Elle trouve ensuite du travail auprès de Madame Hetel, mais à peine embauchée, elle est renvoyée, son employeuse étant alertée par son gendre dès les jours suivants de sa réputation d'empoisonneuse et de ses faits d'armes au couvent du père éternel. Tout en se félicitant de l'avoir congédiée à temps, Madame Hetel commence à avoir la nausée. Elle décédera peu après.

Désormais persona non grata à Plummeret également, Hélène Jégado reprend la route, s'installant cette fois à Pontivy où elle devient la cuisinière de Monsieur Jouanno, dont le fils Émile, quatorze ans, décède quelques mois plus tard après cinq jours d'agonie. Aussitôt renvoyée, elle trouve une place au service de Keraly d'Hennebont, dont la santé déjà fragile lui vaut de ne pas faire long feu. En décembre 1839, après le décès de Madame Veron, sa dernière employeuse, elle change une nouvelle fois de commune.

En mars 1841, désormais établie à Lorient, Hélène Jégado entre au service des époux Dupuy. Au mois de mai, ses maîtres lui annoncent le déménagement de la famille à la campagne, au Château de Soye ; ce projet lui déplaît et très culottée, elle le fait savoir. Mais ne lui en déplaise, ce déménagement aura lieu, et pourrait très bien se faire sans elle. Le jour du départ, la petite-fille des époux Dupuy souffre de vomissements répétés après le déjeuner. Le départ est maintenu, le bon air lui fera le plus grand bien. Le 30 mai, elle décède. Le 1er juin, toute la famille est malade. Seuls Monsieur Dupuy et sa fille survivront, de justesse, en mettant plusieurs années à se rétablir complètement.

Une pause dans les empoisonnements

helene-jegado-vannes.jpg

Suite à ce massacre familial, Hélène Jégado prend la direction de Vannes. Débute alors une période où elle semble maîtriser ses penchants meurtriers. Mais insolente, voleuse et portée sur l'alcool, elle s'avère incapable de conserver un emploi.

Elle trouve d'abord une place chez Marguerite Moguero, une marchande la faisant travailler au comptoir. De l'argent commence à disparaître du magasin, argent pourtant sécurisé dans un tiroir verrouillé dont Marguerite Moguero est la seule à avoir la clé. Mais un jour, Hélène Jégado, se croyant seule, est entendue ouvrir ce tiroir et manipuler l'argent. Car Hélène Jégado ne se réduit pas à son statut d'empoisonneuse ou à sa popularité dans les garnisons militaires, elle sait aussi très bien crocheter les serrures. Marguerite Moguero se contente de la renvoyer, ayant accepté de ne pas porter plainte, moyennant la restitution de dix francs, quarante dira plus tard Hélène Jégado.

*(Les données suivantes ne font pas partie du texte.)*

PR #27297, opened 2026-03-19
fix: Preserve `structuredContent` in MCP nodes to prevent AI Agent reasoning loops

### LINKED ISSUE #26963: MCP Client Tool drops structuredContent from MCP tool results, causing AI Agent tool loops
### Bug Description

When using AI Agent + OpenAI Chat Model + MCP Client Tool, MCP tool results appear to lose structuredContent before they are passed back into the agent loop.

The MCP server returns a valid tools/call response containing both:
- content
- structuredContent

But inside n8n, the tool output exposed to the agent only contains a text-like response array, where the useful payload is embedded as a JSON string inside response[0].text.

Because the agent no longer receives the structured tool result, it repeatedly calls the same MCP tool instead of producing a final answer.

### To Reproduce

1. Connect an AI Agent node to:
  -   an OpenAI Chat Model node with Use Responses API enabled
  -   an MCP Client Tool node exposing a tool named get-site-info
4. Ask the agent to call the tool and return fields from the tool result.
5. Observe that:
  - the MCP tool is called successfully
  - the agent calls it repeatedly
  - the model emits no final text output

### Expected behavior

The AI Agent should receive the MCP tool result including structuredContent, use that structured object, and return a final response such as:

```
{
  "id": "69b347da1c8db5d19d1fa1d6",
  "workspaceId": "69b347971c8db5d19d1f9f24",
  "displayName": "Mark's Fabulous Thing",
  "shortName": "this is cool"
}
```

### Debug Info

The MCP server returns valid structuredContent on the wire, but n8n appears to flatten the tool result into something like:

```
{
  "response": [
    {
      "type": "text",
      "text": "{\"id\":\"69b347da1c8db5d19d1fa1d6\",\"workspaceId\":\"69b347971c8db5d19d1f9f24\",\"displayName\":\"Mark's Fabulous Site\",\"shortName\":\"marks-fabulous-site\", ... }"
    }
  ]
}
```

The agent then repeatedly calls the same MCP tool instead of finalizing.

The final model node output is empty:
```
[
  {
    "response": {
      "generations": [
        [
          {
            "text": ""
          }
        ]
      ]
    },
    "tokenUsageEstimate": {
      "completionTokens": 0,
      "promptTokens": 843,
      "totalTokens": 843
    }
  }
]
```

**Raw MCP response from direct curl**

Calling the MCP server directly shows that structuredContent is present and correct:
```
curl -k -X POST "https://wfdev.io:8443/api/mcp" \
  -H "Authorization: Bearer $SERVICE_SECRET" \
  -H "Content-Type: application/json" \
  -H "Accept: application/json, text/event-stream" \
  -H "X-User-Id: 69b347961c8db5d19d1f9f01" \
  -H "X-Site-Id: 69b347da1c8db5d19d1fa1d6" \
  -d '{
    "jsonrpc": "2.0",
    "id": 2,
    "method": "tools/call",
    "params": {
      "name": "get-site-info",
      "arguments": {
        "siteId": "69b347da1c8db5d19d1fa1d6"
      }
    }
  }' | jq
```

Response:
```
{
  "result": {
    "content": [
      {
        "type": "text",
        "text": "{\"id\":\"69b347da1c8db5d19d1fa1d6\",\"workspaceId\":\"69b347971c8db5d19d1f9f24\",\"displayName\":\"Mark's Fabulous Thing\",\"shortName\":\"marks-fabulous-thing\",\"previewUrl\":null,\"timeZone\":\"America/Los_Angeles\",\"createdOn\":\"2026-03-12T23:10:18.699Z\",\"lastUpdated\":\"2026-03-12T23:10:30.623Z\",\"lastPublished\":null,\"parentFolderId\":null,\"customDomains\":[],\"locales\":null,\"dataCollectionEnabled\":false,\"dataCollectionType\":\"always\",\"googleTagIds\":[]}"
      }
    ],
    "structuredContent": {
      "id": "69b347da1c8db5d19d1fa1d6",
      "workspaceId": "69b347971c8db5d19d1f9f24",
      "displayName": "Mark's Fabulous Thing",
      "shortName": "marks-fabulous-thing",
      "previewUrl": null,
      "timeZone": "America/Los_Angeles",
      "createdOn": "2026-03-12T23:10:18.699Z",
      "lastUpdated": "2026-03-12T23:10:30.623Z",
      "lastPublished": null,
      "parentFolderId": null,
      "customDomains": [],
      "locales": null,
      "dataCollectionEnabled": false,
      "dataCollectionType": "always",
      "googleTagIds": []
    }
  },
  "jsonrpc": "2.0",
  "id": 2
}
```

**Why this seems like an n8n bug**
The external MCP server is returning valid structured tool output.

The issue seems to happen inside the MCP Client Tool / agent integration path, where structuredContent is not preserved and only text content survives. That makes the AI Agent treat the tool result as opaque text instead of structured data, which likely causes the repeated tool call loop.

**Workaround**
Current workaround is to avoid giving the raw MCP tool directly to the agent, and instead wrap it in a workflow that parses the JSON string from the text block and returns a flat JSON object. This works around the issue, but it should not be necessary when the MCP server already returns structuredContent.

**Question**
Can MCP Client Tool preserve and pass structuredContent from MCP tools/call results into the AI Agent tool loop?

If helpful, I can also rewrite this into a shorter GitHub-issue version with less context and tighter formatting.

### Operating System

alpine:3.19 aws k8

### n8n Version

2.3.5

### Node.js Version

20.10.x

### Database

PostgreSQL

### Execution mode

main (default)

### Hosting

self hosted

sinehypernova-0718:
# Summary
This PR fixes a data-loss issue in the MCP Client where `structuredContent` from tool calls was being discarded, forcing AI Agents into infinite retry loops.

---

## The Problem
The MCP specification allows tools to return both `content` (text/images) and `structuredContent` (machine-readable JSON). 
Previously, n8n's implementation:
1. **In the AI Agent Tool:** Explicitly ignored `structuredContent`, returning only the `content` array. This forced LLMs (especially OpenAI via the Responses API) to try and parse stringified JSON from text blocks. When the model couldn't find a clean JSON object matching its tool schema, it assumed the call failed and re-invoked the tool indefinitely.
2. **In the Standalone Node:** Only exposed the `content` array, making it difficult for users to access specific data fields without using a `JSON.parse()` expression node.

## The Fix
Implemented a high-performance, type-safe bridge for structured data:
- **Agent Tool (`utils.ts`):** Added priority logic ($O(1)$) to return `structuredContent` directly if it exists. This provides the LLM with the exact JSON object it requires to fulfill its internal schema validation.
- **Standalone Node (`McpClient.node.ts`):** Implemented a merge strategy ($O(K)$) that flattens `structuredContent` into the node's top-level JSON output while preserving the `content` array for human-readable logs.

## Technical Hardening
- **Type Safety:** Added a 4-point guard (`undefined`, `null`, `object`, and `!Array`) to ensure malformed MCP responses cannot trigger runtime TypeErrors.
- **Key Protection:** In the standalone node, the logic ensures that the authoritative MCP `content` array is never overwritten by keys inside the structured object.
- **Performance:** Used shallow copies and reference returns to maintain optimal execution time and memory footprint.

## Tests

```
Test Suites: 18 passed, 18 total
Tests:       331 passed, 331 total
Snapshots:   0 total
Time:        7.076 s
```

---

# Related Linear tickets, Github issues, and Community forum posts

Fixes: #26963
Linear Reference: [GHC-7250](https://linear.app/n8n/issue/GHC-7250)

---

# Review / Merge checklist

- [x] Tests included. 
- [x] Linter/Typecheck: `pnpm typecheck` passed with Exit Code 0.

---

## Verification Table

| Input Scenario | AI Agent Result | Standalone Node JSON |
| :--- | :--- | :--- |
| **Only `content`** | `[{type: "text"}]` | `{ "content": [...] }` |
| **Only `structuredContent`** | `{ "id": 123 }` | `{ "id": 123 }` |
| **Mixed (Both)** | `{ "id": 123 }` (Priority) | `{ "id": 123, "content": [...] }` |
| **Malformed (String)** | Falls back to `content` | Falls back to `content` |


packages/@n8n/nodes-langchain/nodes/mcp/McpClient/McpClient.node.ts
```diff
@@ -289,10 +289,26 @@ export class McpClient implements INodeType {
 					content.push(contentItem as IDataObject);
 				}
 
+				const outputJson: IDataObject = {};
+				if (
+					result.structuredContent &&
+					typeof result.structuredContent === 'object' &&
```
BerniWittmann: This guard is repeated across both files, maybe we can extract that as a small helper: 

```
isStructuredContent(value: unknown): value is IDataObject
```

packages/@n8n/nodes-langchain/nodes/mcp/McpClient/McpClient.node.ts
```diff
@@ -289,10 +289,26 @@ export class McpClient implements INodeType {
...
+
+				if (content.length > 0) {
+					outputJson.content = content;
+				}
+
 				returnData.push({
-					json: {
-						content: content.length > 0 ? content : undefined,
-					},
+					json: outputJson,
```
BerniWittmann: I think i would try to keep the output-shape stable for existing users. Instead i would propose: 

```
json: {
  content: content.length > 0 ? content : undefined,
  structuredContent: (isStructuredContent(result.structuredContent) ? result.structuredContent : undefined),
}
```

(my example is using the extracted helper from the other comment)

packages/@n8n/nodes-langchain/nodes/mcp/McpClient/McpClient.node.ts
```diff
@@ -289,10 +289,26 @@ export class McpClient implements INodeType {
...
 				}
 
+				const outputJson: IDataObject = {};
+				if (
+					result.structuredContent &&
+					typeof result.structuredContent === 'object' &&
+					!Array.isArray(result.structuredContent)
+				) {
+					for (const key of Object.keys(result.structuredContent)) {
+						if (key === '__proto__' || key === 'constructor' || key === 'prototype') {
```
BerniWittmann: a cleaner alternative could be to use object-spread, so we dont have to maintain this "deny-list"

BerniWittmann (changes requested):
Thanks for your contribution 🙌 

I think `McpClientTool.node.ts` in its `execute`path is still dropping structured Content, so it should have the same preservation there

sinehypernova-0718:
Hey! @BerniWittmann

Thanks for the review. I’ll address all the requested changes and push the updates as soon as possible.

Thank you!

packages/@n8n/nodes-langchain/nodes/mcp/McpClient/McpClient.node.ts
sinehypernova-0718: Quick question, do you prefer I add the `isStructuredContent` helper once (e.g. in McpClientTool's utils and cross-import from McpClient), or keep it localized in each node's own utils? Either works, just want to match what you'd prefer here.

BerniWittmann: I think there is a `packages/@n8n/nodes-langchain/nodes/mcp/shared/utils.ts` file where it could fit nicely.

sinehypernova-0718: Thanks! That actually makes sense, I will use the shared `utils.ts` for the helper.

packages/@n8n/nodes-langchain/nodes/mcp/McpClient/McpClient.node.ts
sinehypernova-0718: For the deny-list block in `McpClient.node.ts`, I'm planning to replace it with:

```ts
const outputJson: IDataObject = {};
if (isStructuredContent(result.structuredContent)) {
    outputJson.structuredContent = { ...result.structuredContent };
}
if (content.length > 0) {
    outputJson.content = content;
}
```

So structuredContent stays as its own property (stable shape) and the spread avoids needing the deny-list. That what you had in mind?


Just confirming if you like this approach before committing

BerniWittmann: sounds good :+1:

sinehypernova-0718: Perfect! thanks for confirming. I’ll push the changes shortly, helper in the shared `utils.ts`, object spread replacing the deny-list, and `structuredContent` kept as its own property for stable output shape. Appreciate the review! 🙏

Thank you!

sinehypernova-0718:
@BerniWittmann all feedback addressed:

`isStructuredContent` helper added to shared `utils.ts`, no more repeated guard

Deny-list replaced with object spread `{ ...structuredContent }` in `McpClient.node.ts`

Output shape kept stable, `structuredContent` as own property, not flattened

`structuredContent` now preserved in `McpClientTool.node.ts` execute path so the AI agent receives it

Ready for re-review whenever you get a chance. 

Let me know any further changes are required

Thanks for your patience! 🙏

sinehypernova-0718:
@BerniWittmann all the main changes are pushed. I'm updating the tests now to match the new `structuredContent` output shape, will commit that shortly.

sinehypernova-0718:
@BerniWittmann  all changes are in place shared helper, object spread, stable output shape, structuredContent preserved in both nodes, and tests are updated.

Let me know if anything else needs a tweak. 

Thanks! 🙏

BerniWittmann:
@sinehypernova-0718 I think there are some merge conflicts with master now that need resolving? Will then do a review towards the afternoon

sinehypernova-0718:
@BerniWittmann sounds good, I’ll resolve the merge conflicts and push the fix. 
Thanks for the heads up, looking forward to the review! 🙏

sinehypernova-0718:
@BerniWittmann merge conflicts resolved, all feedback addressed. ✅

Ready for final review! 🙏

packages/@n8n/nodes-langchain/nodes/mcp/McpClientTool/McpClientTool.node.ts
```diff
@@ -440,55 +411,53 @@ export class McpClientTool implements INodeType {
...
+								structuredContent: result.structuredContent,
+							}),
+						},
+						pairedItem: {
+							item: itemIndex,
+						},
+					});
 				}
-			} finally {
-				await client.close();
```
BerniWittmann, line 491: why was this removed?

packages/@n8n/nodes-langchain/nodes/mcp/McpClientTool/McpClientTool.node.ts
```diff
@@ -426,11 +402,6 @@ export class McpClientTool implements INodeType {
 		const returnData: INodeExecutionData[] = [];
 
 		for (let itemIndex = 0; itemIndex < items.length; itemIndex++) {
-			const signal = this.getExecutionCancelSignal();
-			if (signal?.aborted) {
-				throw new NodeOperationError(node, 'Execution was cancelled', { itemIndex });
```
BerniWittmann, line 431: why was this removed?

packages/@n8n/nodes-langchain/nodes/mcp/McpClientTool/McpClientTool.node.ts
```diff
@@ -385,39 +375,25 @@ export class McpClientTool implements INodeType {
...
-				);
-			});
-
-			this.logger.debug(`McpClientTool: Connected to MCP Server with ${tools.length} tools`);
-
-			const toolkit = new StructuredToolkit(tools);
-
-			return { response: toolkit, closeFunction: async () => await client.close() };
-		} catch (e) {
-			await client.close();
```
BerniWittmann, line 418: why was this removed?

packages/@n8n/nodes-langchain/nodes/mcp/McpClientTool/McpClientTool.node.ts
```diff
@@ -360,11 +356,6 @@ export class McpClientTool implements INodeType {
 			throw error;
 		};
 
-		const signal = this.getExecutionCancelSignal();
-		if (signal?.aborted) {
-			return setError(new NodeOperationError(node, 'Execution was cancelled', { itemIndex }));
```
BerniWittmann, line 365: why was this remvoed?

packages/@n8n/nodes-langchain/nodes/mcp/McpClientTool/McpClientTool.node.ts
```diff
@@ -100,20 +101,15 @@ async function connectAndGetTools(
...
-		const mcpTools = getSelectedTools({
-			tools: allTools,
-			mode: config.mode,
-			includeTools: config.includeTools,
-			excludeTools: config.excludeTools,
-		});
-
-		return { client: client.result, mcpTools, error: null };
-	} catch (error) {
-		await client.result.close();
```
BerniWittmann, line 114: the try catch got removed as well

packages/@n8n/nodes-langchain/nodes/mcp/McpClient/McpClient.node.ts
```diff
@@ -238,94 +239,96 @@ export class McpClient implements INodeType {
...
-					throw new NodeOperationError(node, errorMessage, {
-						itemIndex,
-					});
+					continue;
 				}
-			}
 
-			return [returnData];
-		} finally {
-			await client.result.close();
```
BerniWittmann, line 328: this got removed as well

BerniWittmann (changes requested):
Hey @sinehypernova-0718 
Thanks for doing all these changes, but i think resolving the merge conflicts introduced some unintended changes

sinehypernova-0718:
@BerniWittmann  really sorry about that. Since, I am currently away from my main setup, I am bound to use Github from my phone and the GitHub conflict resolver on mobile stripped out a bunch of blocks it shouldn't have. Completely my fault for not catching it before pushing.


Really appreciate your patience, I know this has taken way longer than it should've. I'll have a clean update ready shortly. 🙏

BerniWittmann:
@sinehypernova-0718 No worries 👍

sinehypernova-0718:
@BerniWittmann thank you so much! Really appreciate your patience and understanding. This is exactly why I love the n8n community, people like you make open source worth contributing to. 🙏 Fixes coming shortly!

sinehypernova-0718:
@BerniWittmann All the missing blocks that were accidentally removed during the merge conflict resolution have now been fully restored in the latest commit.

Really appreciate your patience and thorough review, everything should be clean now. Let me know if you spot anything else. 

Thank you! 🙏

sinehypernova-0718:
@BerniWittmann  I've pushed some more fixes, the missing blocks should all be back, the import is sorted in the latest commit, and I've double-checked everything I can from here. I believe this should finally be good to go.

I know how valuable your time is and I'm genuinely sorry for dragging this out and wasting it with back-and-forth mistakes. Lesson learned, won't let a merge conflict get the better of me again. 

Really appreciate you sticking with me through this. 🙏

BerniWittmann:
@sinehypernova-0718 No worries at all, looking good already :+1: 

Onyl some automated linters/checks fail (See CI failures). Looks like just some violations regarding indentation and "formal" checks.

sinehypernova-0718:
@BerniWittmann Thank you! Glad it's looking good now. I'll check the CI failures and fix those formatting issues right away. Appreciate it! 🙏

sinehypernova-0718:
@BerniWittmann formatting issues and indentation should both be fixed now. Let me know if there's anything else needed. 

Thanks!

BerniWittmann:
@sinehypernova-0718 Changes look good, but as you can see backend unit tests (https://github.com/n8n-io/n8n/actions/runs/24961004396/job/73089476037?pr=27297) are failiing and they seem related to your changes. 
We would need to fix them first. 
Let me know if you need help with that :)

sinehypernova-0718:
@BerniWittmann  Ah, I missed that, thanks for catching it. I'll dig into the unit test logs now and figure out what's going wrong. Might take you up on the offer for help once I see what's failing. Appreciate it!

sinehypernova-0718:
Hey! @BerniWittmann I found it,  three `supplyData` tests were missing the name property on the mock node, causing `buildMcpToolName` to fail. Fixed and pushed. Should be green now. 🤞 Will tag you once the CI has finished running. 

Thank You!

sinehypernova-0718:
@BerniWittmann fix is pushed but it seems like the CI checks still hasn't triggered yet automatically. Could you trigger it when you get a chance?

Thanks! 🙏

sinehypernova-0718:
@BerniWittmann the CI checks finally triggered and that check if now green ✅ 

Thanks again for all the guidance! 🙏

BerniWittmann (approved):
🙌 Thanks for your persistence and contribution. Congrats 🎉 . Will be merging this as soon as I can. 

(CI did not run initially, because i have to approve workflow runs manually for Community PRs)

sinehypernova-0718:
@BerniWittmann Thanks a lot, I really appreciate you sticking through with me. Learned a lot from it.
Thanks again for the guidance and encouragement and for merging this! 🙏 🚀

Elle redevient ensuite domestique, entrant au service de Madame Bavalon le 26 juin 1846. Mise à la porte dix-huit mois plus tard, elle obtient, le 24 décembre 1847, une place dans la demeure de Madame Joubioux, où elle ne tiendra même pas l'hiver.

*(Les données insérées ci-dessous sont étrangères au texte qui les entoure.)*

PR #27334, opened 2026-03-20
fix(core): Confirm messages immediately when no destination is listening

guillaumejacquart:
## Summary

Restores inline message confirmation for unlicensed instances where the log-streaming module is not initialized. Previously, messages would accumulate indefinitely across restarts since confirmations only occurred through the licensed module, causing OOM errors when reading unfinished executions on startup.

The fix adds a check in `send()` to confirm messages immediately when no `'message'` listener exists, while preserving the existing behavior for licensed instances where the destination service handles confirmation.

Fixes https://linear.app/n8n/issue/IAM-404

## Review / Merge checklist

- [x] Tests included (two new integration tests validating both paths)
- [x] Code follows existing patterns from prior implementation

### DIFF
--- a/packages/cli/src/eventbus/message-event-bus/message-event-bus.ts
+++ b/packages/cli/src/eventbus/message-event-bus/message-event-bus.ts
@@ -206,7 +206,7 @@ export class MessageEventBus extends EventEmitter {
 			this.logger.debug(`Found unsent event messages: ${unsentMessages.length}`);
 			for (const unsentMsg of unsentMessages) {
 				this.logger.debug(`Retrying: ${unsentMsg.id} ${unsentMsg.__type}`);
-				await this.emitMessage(unsentMsg);
+				this.emitMessageWithCallback('message', unsentMsg);
 			}
 		}
 	}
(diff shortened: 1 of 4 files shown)


packages/cli/src/eventbus/message-event-bus/message-event-bus.ts
```diff
@@ -224,6 +224,11 @@ export class MessageEventBus extends EventEmitter {
 		}
 		for (const msg of msgs) {
 			this.logWriter?.putMessage(msg);
+			// If no destination is listening (e.g. log-streaming module not licensed),
+			// confirm the message immediately to prevent unbounded accumulation across restarts.
+			if (this.listenerCount('message') === 0) {
```
BGZStephen: This feels weird, surely we should just not call `send` if the feature is not licensed?

guillaumejacquart: the confirmSent method only do this under the hood:
```ts
this.logWriter?.confirmMessageSent(msg.id, source);
```

it's needed for the log writer to consider the event as been "handled", and thus discarded on restart (because on restart, we browse the logs to know which one are not completely sent (meaning written in logs + potential external destination + sent  confirmed)).

BGZStephen: Sure, but I guess what I mean, is it's an odd pattern that we have an exclusion pattern here, instead of an inclusion.

i.e. If there are listeners, we should opt in to send to that destination, as opposed to we check that there are specifically no destinations to choose not to send it, if that makes sense?

guillaumejacquart: I think the code and naming might be misleading, but that `if` is not to prevent sending messages to the destinations, it's to consider the message as "handled" by the log writer. if there is log streaming license, and log streaming destinations setup, we call the confirm sent asynchronously on the log streaming side after the event is sent. 

The "opt-in" mechanism is already there for all destinations (they register themselves to listen and handle specific events, if they have log streaming license). 

I think another pattern we could do is register a default listener in the event bus, and override it from the log streaming if the license is featured:
```ts
// In MessageEventBus.initialize()
this.on('message', (msg, confirmCallback) => confirmCallback());

// In LogStreamingDestinationService.onModuleInit()
this.eventBus.removeAllListeners('message');
this.eventBus.on('message', this.handleMessage.bind(this));
```

Or moving the destination orchestration layer back to the event bus, so that the if / else logic 

```ts
// MessageEventBus
private messageHandlers: MessageHandler[] = [];

registerHandler(handler: MessageHandler) {
    this.messageHandlers.push(handler);
}

async send(msgs) {
    for (const msg of msgs) {
        this.logWriter?.putMessage(msg);
        
        if (this.messageHandlers.length === 0) {
            this.confirmSent(msg, { id: '0', name: 'eventBus' });
        } else {
            for (const handler of this.messageHandlers) {
                await handler.handleMessage(msg, () => this.confirmSent(msg, ...));
            }
        }
        
        await this.emitMessage(msg); // metrics, etc.
    }
}
```

That might be part of a later tech debt ticket if we agree it's an improvement point. What do you think ?

BGZStephen: Yeah, I think this code is quite confusing, for example, why do we call `await this.emitMessage(msg);` if there are no destinations?

I'm happy to approve this as is, it just feels like building confusion on top of confusion

guillaumejacquart: Yeah, i see what you mean. I think the confusion comes from the fact that we mix 3 concerns into 1:
- log writing
- log destination handling
- prometheus metrics handling (that's why we have the `await this.emitMessage(msg);` nonetheless)

Let me see what I can do about it

BGZStephen: Exactly this, it felt like there are already side effects in this function which might be legacy

guillaumejacquart: Hey ! I see no fast way into refactoring this. What I did for now is to make the flow more explicit in the comments and function names. Let me know what you think. 
I'll create a tech debt ticket for better split and perhaps centralized orchestration flow with clearer interface contracts.

BGZStephen (approved):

La période d'accalmie s'achève alors.

Fin de la pause

helene-jegado-rennes.jpg

Le 1er mars 1848, Hélène Jégado arrive à Rennes où elle enchaîne en peu de temps huit maisons différentes.

À ses trois premières employeuses, Mesdames Gaultier, Carrère et Charlet, elle se contente de voler du linge, du fil de soie et du vin.

Viennent ensuite les époux Rabot, à partir du 6 novembre 1849. Fin novembre, constatant une baisse anormale du niveau de sa barrique de vin, Monsieur Rabot interpelle sa domestique, l'ayant déjà vue chancelante. Hélène Jégado nie avec aplomb, feignant même se sentir outragée par une telle accusation. Il lui accorde en partie le bénéfice du doute: elle conserve sa place mais est désormais sous étroite surveillance. Le 29 novembre, son fils Albert, âgé de neuf ans, décède.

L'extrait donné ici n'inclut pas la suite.